Previous reports have demonstrated that 1,1‐bis (3′‐indolyl)‐1‐(aromatic) methane (C‐DIM) analogs can influence the expression of NR4A subfamily in several cancer cells 49, 50, 51, 52. Recently, the antiparkinsonian effects of C‐DIM analogs have been identified. Interestingly, it shows similar activating capacities with different p‐substituted phenyl (OCH3, CI, CF3, Br, t‐Bu, CN, I, and OCF3), suggesting a structure‐activating relation (SAR) existing in these compounds that contain a bis (3′‐indolyl) moiety. In addition, Li et al. have demonstrated that both N‐ and C‐terminal domains are involved in the activation of Nurr1, but without evidence to confirm the direct binding between C‐DIM analogs and Nurr1 52. Among these C‐DIM analogs, C‐DIM5 and C‐DIM8 have a higher affinity for Nur77 but with opposite effect 49, 51. After a comparative analysis, C‐DIM12 (higher affinity for Nurr1) has the most potent neuroprotective activity and antiinflammatory effect in MPTP‐lesioned rat model of PD 53. It could enhance the expressions of Nurr1 and Nurr1‐regulated proteins such as TH and DAT, and Nurr1‐mediated recruitment of CoREST and the NF‐κB‐mediated inflammatory gene expression are suppressed in SN 53, 54, 55.

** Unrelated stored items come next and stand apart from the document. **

PR #530, opened 2026-08-06
Add security check explainer text and Learn More dialog

### LINKED ISSUE #352: Hint or learn more explainer link on the security check screen
Users often ask "what's this?" on the security check screen.

Maybe some short text:

```
This check guarantees every device (including this phone) has contributed randomness and acted honestly during key generation.

<Learn More>
```

7-falseparfait:
fixes #352

updates the existing explainer text on the security check step to match the wording proposed in the issue... and adds a "learn more" button that opens a small in-app dialog with more detail.

deliberately kept in-app rather than linking out (url_launcher)... per @LLFourn's feedback on the issue, this screen is shown while the user is actively comparing a security code across devices, and navigating away mid-comparison is a ux risk. the new dialog reuses the same backdropfilter + alertdialog pattern already used elsewhere in this file (the 1-of-n wallet warning i believe)... for visual consistency.

i wasn't able to visually test the rendered dialog... reaching this screen requires the full keygen flow with connected physical devices..happy to do a follow-up visual check if that's useful before merging, or if either of you can eyeball it against a real device that'd be very much appreciated.

### DIFF
--- a/frostsnapp/lib/wallet_create.dart
+++ b/frostsnapp/lib/wallet_create.dart
@@ -284,6 +284,7 @@ class WalletCreateController extends ChangeNotifier {
         return BackdropFilter(
           filter: blurFilter,
           child: AlertDialog(
+            scrollable: true,
             title: const Text('Security check'),
             content: DefaultTextStyle(
               style: theme.textTheme.bodyMedium!.copyWith(
--- a/frostsnapp/lib/wallet_create.dart
+++ b/frostsnapp/lib/wallet_create.dart
@@ -201,11 +201,17 @@ class WalletCreateController extends ChangeNotifier {
                 ),
               ),
               Text(
-                'The security check code confirms that all devices have behaved honestly during key generation.',
+                'This check guarantees every device (including this phone) '
+                'has contributed randomness and acted honestly during key '
+                'generation.',
                 textAlign: TextAlign.center,
                 style: theme.textTheme.bodySmall?.copyWith(
                   color: theme.colorScheme.onSurfaceVariant,
                 ),
+              ),
+              TextButton(
+                onPressed: () => _showSecurityCheckInfo(context),
+                child: const Text('Learn more'),
               ),
             ],
           );
@@ -264,6 +270,45 @@ class WalletCreateController extends ChangeNotifier {
 
   void _onCancel() async {
     await coord.cancelProtocol();
+  }
+
+  /// Shows an in-app explainer for the security check. Deliberately an
+  /// in-app dialog rather than an external link (url_launcher): this screen is
+  /// shown while the user is actively comparing a code across devices, and
+  /// navigating away mid-comparison is a bad UX and a security risk.
+  void _showSecurityCheckInfo(BuildContext context) {
+    showDialog<void>(
+      context: context,
+      builder: (dialogContext) {
+        final theme = Theme.of(dialogContext);
+        return BackdropFilter(
+          filter: blurFilter,
+          child: AlertDialog(
+            title: const Text('Security check'),
+            content: DefaultTextStyle(
+              style: theme.textTheme.bodyMedium!.copyWith(
+                color: theme.colorScheme.onSurfaceVariant,
+              ),
+              child: const Text(
+                'Every device contributing to this wallet generates its own '
+                'random data during key generation. The security check '
+                'displays a short code derived from that combined randomness.\n\n'
+                'If the code is identical on every device, it confirms every '
+                'device (including this phone) contributed randomness and no '
+                'device behaved dishonestly or was swapped during setup.\n\n'
+                'If the codes differ, cancel and try again.',
+              ),
+            ),
+            actions: [
+              TextButton(
+                onPressed: () => Navigator.of(dialogContext).pop(),
+                child: const Text('Got it'),
+              ),
+            ],
+          ),
+        );
+      },
+    );
   }
 
   Future<void> resetDeviceNames(Iterable<ConnectedDevice> devices) async {
--- a/frostsnapp/lib/wallet_create.dart
+++ b/frostsnapp/lib/wallet_create.dart
@@ -200,11 +200,17 @@ class WalletCreateController extends ChangeNotifier {
                 ),
               ),
               Text(
-                'The security check code confirms that all devices have behaved honestly during key generation.',
+                'This check guarantees every device (including this phone) '
+                'has contributed randomness and acted honestly during key '
+                'generation.',
                 textAlign: TextAlign.center,
                 style: theme.textTheme.bodySmall?.copyWith(
                   color: theme.colorScheme.onSurfaceVariant,
                 ),
+              ),
+              TextButton(
+                onPressed: () => _showSecurityCheckInfo(context),
+                child: const Text('Learn more'),
               ),
             ],
           );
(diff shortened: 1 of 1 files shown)


LLFourn:
You asked for a visual check — here it is. Drove the full keygen flow in the app-sim with your branch
applied (`bad6f8da` cherry-picked onto our CI-fork master, integrated `d7c0258f`), captured on an Android
emulator with native `screenrecord`.

**It works.** "Choose threshold" → Generate keys → Security Check (code `1c09 b637`, matching on both device
screens) → your new explainer copy → tap **Learn more** → dialog → **Got it** → back on Security Check
unchanged. Contrast is good and the `BackdropFilter` matches the pattern already used elsewhere in that file.

learn more dialog

**One real bug, and it's the reason visual testing was worth doing.** At font scale 1.8 the third paragraph —
*"If the codes differ, cancel and try again."* — silently disappears. No scroll, no ellipsis, no overflow
stripe; I swiped twice on the content and it does not move:

truncation at font scale 1.8

`content:` is a bare `Text` and `AlertDialog` defaults to `scrollable: false`, so the content gets a hard
height constraint and the text is clipped. It's fine at 1.5 and 1.3, and this was on a tall 914 dp screen —
a shorter phone will truncate at a lower scale. The paragraph that vanishes is the only actionable
instruction in the dialog, which makes it the worst one to lose.

One word fixes it:

```dart
AlertDialog(
  scrollable: true,
  ...
)
```

`flutter analyze` is clean on the integrated tree. Note this PR currently has no CI checks running at all, so
that was the only signal either way.

7-falseparfait:
wow...this is reaally helpful and i appreciate it so much and also thank you for taking the time to actually drive it through the emulator,  that's exactly the kind of visual verification i flagged i couldn't do myself.

good catch on the scrollable clipping, that's a real bug and an important one to catch, given it's the one actionable line in the dialog. i will push the fix now (scrollable: true)

7-falseparfait:
pushed the fix... added `scrollable: true` to the `AlertDialog`.

for anyone following along: at larger accessibility font scales, `AlertDialog` 's default `scrollable: false` gives the content a fixed height budget, so text that doesn't fit gets silently clipped rather than scrolling or showing an overflow indicator. that's exactly what was happening at scale 1.8; 
- `scrollable: true` lets the content scroll instead, so nothing gets lost regardless of font scale.

thanks again for catching this; wouldn't have found it without the emulator test.

7-falseparfait:
heads up, one thing to take note of... pushing the `scrollable: true` fix seems to have triggered CI to actually run for the first time on this pr (you'd noted earlier it had no checks running).

two things showed up:

- build device firmware (frontier) was cancelled... likely just GitHub killing the in-progress run when my second commit landed.

- build device firmware (legacy) failed on a stack-check: a 30.3% stack frame in `Frostsigner::recv_coordinator_message` on the embedded device firmware.

this pr only touches `frostsnapp/lib/wallet_create.dart`... so this looks like pre-existing firmware stack pressure unrelated to this change. happy to rebase onto the latest master if that would help confirm.

7-falseparfait:
Rebased onto the latest master, and all CI checks are now green. The rebase cleared the unrelated firmware stack failure. ready for your final approving review whenever you have a moment, @LLFourn. Thanks again for the emulator visual check earlier, really appreciate it.

frostsnapp/lib/wallet_create.dart
```diff
@@ -266,6 +272,46 @@ class WalletCreateController extends ChangeNotifier {
...
+                color: theme.colorScheme.onSurfaceVariant,
+              ),
+              child: const Text(
+                'Every device contributing to this wallet generates its own '
+                'random data during key generation. The security check '
+                'displays a short code derived from that combined randomness.\n\n'
+                'If the code is identical on every device, it confirms every '
+                'device (including this phone) contributed randomness and no '
+                'device behaved dishonestly or was swapped during setup.\n\n'
+                'If the codes differ, cancel and try again.',
```
LLFourn: The copy reads well. Two things in it overclaim or mislead, and since this dialog is where people come to decide whether to trust the check, it's worth getting them exactly right:

1. **"no device … was swapped during setup"** — the check doesn't tell you anything about device identity. It shows that every device and this phone ended up with the same key-generation transcript, so nobody (including the phone relaying the messages) could have altered or dropped a device's contribution. A device swapped for a different, honest one would still produce matching codes.
2. **"If the codes differ, cancel and try again."** — a mismatch shouldn't happen by accident; it means something interfered with the setup. Telling the user to retry straight away with the same phone and devices is the wrong reflex. Better to stop and get help.

Also, "derived from that combined randomness" isn't quite right: the code is computed over the whole certified key generation, not just the random data. Something like:

```suggestion
                'Every device generates its own secret randomness during key '
                'generation and exchanges it with the others through this '
                'phone. The security check code is a fingerprint of that whole '
                'exchange.\n\n'
                'If the code is identical on every device and on this phone, '
                'they all took part in the same key generation, and every '
                'device\'s contribution is in the final wallet key. Nothing, '
                'including this phone, could have changed or left out a '
                'contribution without the codes differing.\n\n'
                'If any code is different, cancel. Something interfered with '
                'the setup, so don\'t retry until you\'ve contacted '
                'support@frostsnap.com.',
```

Happy for the wording to be tightened further; the substance to keep is (a) no identity/swap claim and (b) a mismatch means stop, not retry.

frostsnapp/lib/wallet_create.dart
```diff
@@ -266,6 +272,46 @@ class WalletCreateController extends ChangeNotifier {
     await coord.cancelProtocol();
   }
 
+  /// Shows an in-app explainer for the security check. Deliberately an
+  /// in-app dialog rather than an external link (url_launcher): this screen is
+  /// shown while the user is actively comparing a code across devices, and
+  /// navigating away mid-comparison is a bad UX and a security risk.
```
LLFourn: Small one: the reason for choosing a dialog over a link is exactly what belongs here, thanks for writing it down. The first sentence just restates the function name, though, so it can go:

```suggestion
  /// An in-app dialog rather than an external link: this screen is shown while
  /// the user is comparing a code across devices, and navigating away
  /// mid-comparison is a bad UX and a security risk.
```

frostsnapp/lib/wallet_create.dart
```diff
@@ -266,6 +272,46 @@ class WalletCreateController extends ChangeNotifier {
...
+        return BackdropFilter(
+          filter: blurFilter,
+          child: AlertDialog(
+            scrollable: true,
+            title: const Text('Security check'),
+            content: DefaultTextStyle(
+              style: theme.textTheme.bodyMedium!.copyWith(
+                color: theme.colorScheme.onSurfaceVariant,
+              ),
+              child: const Text(
```
LLFourn: `AlertDialog` has a `contentTextStyle` parameter for this, which drops the extra `DefaultTextStyle` wrapper and the `!` on `bodyMedium`:

```suggestion
            contentTextStyle: theme.textTheme.bodyMedium?.copyWith(
              color: theme.colorScheme.onSurfaceVariant,
            ),
            content: const Text(
```

(with the matching closing `)` for the `DefaultTextStyle` removed below.)

frostsnapp/lib/wallet_create.dart
```diff
@@ -201,12 +201,18 @@ class WalletCreateController extends ChangeNotifier {
                 ),
               ),
               Text(
-                'The security check code confirms that all devices have behaved honestly during key generation.',
+                'This check guarantees every device (including this phone) '
+                'has contributed randomness and acted honestly during key '
+                'generation.',
```
LLFourn: I know this is word-for-word what #352 proposed, so this one's on us rather than you. Looking at it next to the dialog, though, "guarantees … acted honestly" claims more than the check can show: a matching code proves everyone took part in the same key generation with nothing altered in transit. It doesn't prove any particular device behaved honestly internally. Something closer to what it actually shows:

```suggestion
                'Matching codes show that every device (including this phone) '
                'took part in the same key generation, and that no one altered '
                'any device\'s contribution.',
```

frostsnapp/lib/wallet_create.dart
```diff
@@ -201,12 +201,18 @@ class WalletCreateController extends ChangeNotifier {
...
                 textAlign: TextAlign.center,
                 style: theme.textTheme.bodySmall?.copyWith(
                   color: theme.colorScheme.onSurfaceVariant,
                 ),
               ),
+              TextButton(
+                onPressed: () => _showSecurityCheckInfo(context),
+                child: const Text('Learn more'),
+              ),
```
LLFourn: This button exposes a latent bug in `showFullscreenActionDialog` that nothing hit before, because nothing opened a dialog on top of the Security Check screen. Your change isn't wrong, but I think it has to be fixed before this can merge.

When the last device confirms the code (or the devices disconnect), `controller.shouldShow` goes false and the fullscreen dialog pops itself. The pop is latched (`popScheduled = true`) and only runs if the route `isCurrent` (`device_action_fullscreen_dialog.dart:288-303`). If Learn more is open at that moment, the pop is skipped and never retried. Tapping "Got it" then leaves a stale Security Check screen, and the keygen flow in `_beginThresholdKeygen` stays stuck in `removeActionNeeded` → `awaitDismissed`, waiting on a dialog future that never completes, so "Final check" never appears. That's quite likely to happen for real: a user opens Learn more *because* they're in the middle of comparing codes on the devices.

The fix belongs in the helper rather than here: gate scheduling on the route being current, read in `build`, so the builder re-runs when the overlay closes and the route becomes current again:

```dart
builder: (context, _) {
  final isCurrent = ModalRoute.of(context)?.isCurrent ?? false;
  if (!controller.shouldShow && isCurrent && !popScheduled) {
    ...
```

(`ModalRoute.of` registers a dependency that re-notifies when `isCurrent` changes.) If you'd rather keep this PR to the copy, we're happy to land the helper fix separately first. Just say so.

Another Nurr1 activator, isoxazolo‐pyridinone 7e (IP7e), has been reported to attenuate the inflammation and neurodegeneration via inhibiting NF‐κB‐dependent process 56. IP7e seems to be a promising candidate due to its high oral bioavailability of 95% plus rapid and extensive brain absorption and distribution 57. However, the Nurr1‐activating effect of IP7e has only been tested in multiple sclerosis models, not in PD models. As for PD, the analog of isoxazolo‐pyridinone derivative, SH1, has been demonstrated to be effective to improve behavioral performance in lactacystin‐lesioned PD mouse model, of which inhibition of microglia‐mediated neuroinflammation and increasing the DA‐specific phenotypes may be the main mechanisms to explain its effect 58. In addition, SA00025, another novel Nurr1 agonist (EC50: 2.5 nM), shows a partial neuroprotective effect in PD models induced by inflammatory stimulant poly (I:C) and 6‐hydroxydopamine (6‐OHDA). It can modulate several DA target genes and display antiinflammatory activity by reducing the activation of microglia and astrocytes 59.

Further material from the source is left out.